Abstract
● Our retrospective cohort study aimed to elucidate which factors (nasal surgery: septoplasty or functional endoscopic sinus surgery (FESS), palate surgery: uvulopalatal flap (UPF) or palatal muscle resection (PMR)), demography, polysomnography, Friedman stage, drug-induced sleep endoscopy (DISE) results) influence the success of surgery in patients who had been operated to treat obstructive sleep apnea (OSA).
● We used seven machine learning (ML) models (logistic regression-based models (lasso, elastic net (EN), ridge), tree-based models (bagging, random forest (RF), support vector machine (SVM), and neural networks (NN)).
● Among the seven models, their performances were first ranked by the area under the receiver operating characteristic curve (AUC): lasso (0.8317), EN (0.7500), SVM (0.7163), bagging (0.7115), random forest (0.7115), NN (0.6923) and ridge (0.6538), which shows that lasso had the best performance.
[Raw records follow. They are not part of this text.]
PR #59, opened 2021-03-01
ack nack

shivasishdas:


service/web/subscriberserver.go
```diff
@@ -62,17 +63,60 @@ func (s subscriberserver) Pull(ctx context.Context, req *metrov1.PullRequest) (*
...
+			timeout = time.NewTicker(time.Duration(req.StreamAckDeadlineSeconds) * time.Second)
+			parsedReq, parseErr := newParsedStreamingPullRequest(req)
+			if parseErr != nil {
+				logger.Ctx(ctx).Errorw("error is parsing pull request", "request", req, "error", parseErr.Error())
+				return nil
+			}
+
+			// request to init a new stream
+			if parsedReq.HasSubscription() {
+				err := s.psm.CreateNewStream(server, parsedReq)
```
Abhishekvrshny, line 89: this will get created on every syream request?

Abhishekvrshny:
Fixed streaming pull with this commit id ea06d0c3a778bf350bd82a89dc9f5711bf1b582f. 

Note:
- ModAck definition in subscriber.go needs to be fixed
- Its implementation also needs to be fixed in all layers
- ModAck with deadline = 0 means Nack, and we might only need to support only this for now (ref: https://github.com/googleapis/google-cloud-go/blob/pubsub/v1.10.0/pubsub/iterator.go#L348)

PR #60, opened 2021-03-03
Node registration, nodes and subs List APIS

sunnyagg:
- Adds Nodes model
- Adds support for node registration
- Adds Repo fetch for nodes/subscription Keys


Abhishekvrshny (approved):

service/worker/service.go
```diff
@@ -69,17 +81,47 @@ func (c *Service) Start() error {
...
+		return err
+	}
+
+	// create nodeCache
+	c.nodeCache, err = nodeCore.ListKeys(c.ctx)
+	if err != nil {
+		return err
+	}
+
+	c.subCache, err = subscriptionCore.ListKeys(c.ctx)
```
Abhishekvrshny, line 115: should this happen on all nodes or only on the one which is the leader?

sunnyagg: right, will move to leader func before setting up watch

PR #802, opened 2026-09-01
hub: carry the pairing auth token in the URL path, not the query

### LINKED ISSUE #431: Mobile pairing QR loses its auth token when scanned via the iOS system QR scanner and opened in Safari
## Summary

The Hub's mobile-pairing QR code carries the auth token as a **query-string parameter** (`/auth?token=<...>`). The iOS system QR-code scanner (Camera app / Control Center widget) drops the query string before handing the URL to Safari, so a user who scans via the system scanner and taps **Open in Safari** lands on `/auth` with no token — the pairing silently fails.

The dedicated Evener mobile app's in-app scanner is unaffected (it reads the raw payload and opens it directly), which is why this only shows up on the system-scanner → Safari path.

## Reproduction

1. Open the Hub web UI → Settings → Mobile app. The pairing QR encodes a URL of the form `https://<hub-origin>/auth?token=<opaque>`.
2. On an iPhone, open the **system** QR scanner (Camera app or Control Center widget — *not* the Evener app's in-app scanner) and point it at the code.
3. When the URL banner appears, tap **Open in Safari**.

**Expected:** Safari navigates to `https://<hub-origin>/auth?token=<opaque>`, the Hub validates the token, sets the auth cookie, and pairs the device.

**Actual:** Safari navigates to `https://<hub-origin>/auth` with the query string removed. The Hub sees no `token` parameter and returns 401, so pairing fails with no indication of why.

## Root cause

The token is placed in the URL query string:

- `cmd/evener-hub/internal/hubedge/auth_token.go:254` — `AuthURLFor` builds `base + "/auth?token=" + url.QueryEscape(token)`.
- `cmd/evener-hub/internal/hubedge/auth_token.go:229` — `HandleAuth` reads `r.URL.Query().Get("token")`.
- `cmd/evener-hub/web_api.go:170` — `handleAPIMobilePairing` returns that URL as `auth_url`.
- `cmd/evener-hub/frontend/src/panes/settings/sections/mobile.tsx:52` — `QRCodeSVG` renders `auth_url` into the QR.

The iOS system QR scanner appears to canonicalize/truncate the URL to its origin+path before invoking Safari, discarding `?token=...`. (In-app AVFoundation scanners that call `openURL` with the raw decoded payload pass the full query string through, which is why the Evener app works.)

## Impact

Any user who pairs a mobile device via the system scanner + Safari instead of the in-app scanner gets a failed pairing with no actionable error. The capability URL design is correct for browsers and in-app scanners but is not robust to the system-scanner → Safari handoff, which is a common entry point on iOS.

## Fix options (for triage / implementer)

- **Move the token into the path**, e.g. `/auth/<token>` (or `/auth?t=<token>` rewritten as a path segment), and have `HandleAuth` accept it from the path. Path segments survive the iOS scanner's truncation; query strings do not. This is the smallest change that fixes the system-scanner path.
- **Short-lived exchange code**: the QR carries a single-use code; the destination exchanges it for the short-lived auth cookie via a POST. More secure (token isn't reusable in the QR) but a larger change.
- **Fallback guidance in the UI**: document the iOS system-scanner limitation and steer users to the in-app scanner. This is a workaround, not a fix.

Path-based token is the recommended minimal fix. Either way, a regression test should assert the QR payload survives a simulated query-string-stripping open path.

---

Filed from an in-session report: the QR works for the mobile app's own scanner, but the iOS system scanner → "Open in Safari" path drops the query string (and thus the token) before the Hub ever sees it.

### LINKED ISSUE #795: fuzz-corpus harvester writes live hub bearer tokens unredacted into committed seeds for path-suffix credentials
Security defect surfaced by #431's adversarial security review (2026-09-01), independently confirmed by executing the real harvester logic against a synthetic token.

**Class:** the fuzz-corpus harvester's secret gate does not catch a bearer token that appears as a bare URL path suffix. With entropy-checking disabled on the http-suffix gate (harvest.go's gateDetectSecret(red, false)) and no sanitizer regex matching a bare high-entropy token, a credential carried in the request PATH reverse-maps onto a catch-all route and passes through unredacted into a testdata/fuzz seed the workflow commits to git. The query-string form was never read by this path, so it was immune.

**Why it matters now:** PR #431 (auth pairing token moves from ?token= to /auth/<token>) makes this reachable on the project's own documented EVENER_RECORD_HTTP harvest-and-commit workflow after any normal login — the harvested token is live and reusable.

**Fix direction (either):** exclude the /auth path prefix from the reverse-mapper, or enable entropy-checking on the http-suffix secret gate so high-entropy path suffixes are redacted like other secrets. No real token appeared in the review — a synthetic one was used.

**Gate:** #431 must not merge until this lands (or they land together).

obra:
Fixes #431. iOS's system QR scanner strips the query string, so the pairing URL's ?token= was lost; the token now rides as a path segment (/auth/<token>), read by HandleAuth from the path. Per the maintainer's ruling, the query form is REPLACED, not dual-accepted: HandleAuth no longer reads ?token=, isAuthExempt matches the /auth/ prefix, and a pre-existing AuthGuard self-heal that would have silently resurrected the query form on /auth is excluded. Every producer/reference updated (AuthURLFor, PWA manifest start_url, startup log, 401 body, frontend, 34 scenario cards, all living docs incl. both Trust Boundary sections).

⚠️ MERGE ORDER: this PR must land WITH OR AFTER #801 (fixes #795). Moving the token into the path makes it harvestable by the fuzz-corpus tool into a git-committed seed; #801 closes that leak. Do not merge #431 before #801.

Pipeline provenance: adversarial security lens found and drove the #795/#801 fix (a real credential-exposure regression this PR would otherwise introduce — verified by executing the harvester against a synthetic token); regression lens SURVIVES on the code and drove a docs round (two Trust Boundary sections had contradicted their updated examples); hostile path-parsing, self-heal exclusion, and 401 parity all verified via real go tests. NOTE: the issue thread contains the maintainer's own earlier argument against path tokens (proxy/history exposure) — today's ruling postdates and overrides it; flagged for a conscious merge decision, with the exposure-delta in adv-431-security.md.


obra:
Low addressed (ff715adf9): loadOrCreateAuthToken now regenerates a malformed persisted token — the minimal extension of its existing missing/empty-file self-heal (reject would turn self-healing into a startup crash, since main.go treats any load error as fatal). isWellFormedToken is the exact inverse of generation (base64url decode to 32 bytes), so dot-segments are excluded by shape, not a bolt-on charset check. Red-checked both ways: a persisted `..` surfaced verbatim pre-fix and produced /auth/.. from AuthURLFor; both green post-fix. Also added a real ServeMux + AuthGuard + HandleAuth round-trip test — every prior test invoked handlers directly, so ServeMux's own dot-segment normalization (the finding's actual mechanism) was never exercised. Checks registered in FuzzHubEdgeBehaviorProgram per this PR's precedent; 632k fuzz execs clean.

● Tonsil grade and Nasopharynx Oropharynx Hypopharynx and Larynx (NOHL) classification of the epiglottis in DISE were selected as the most important variables in all models including lasso.
● Through the novel ML technique, the surgical success rate of OSA is ultimately dependent on tonsil grade and NOHL classification of the epiglottis in DISE regardless of the type of nasal or palate surgery.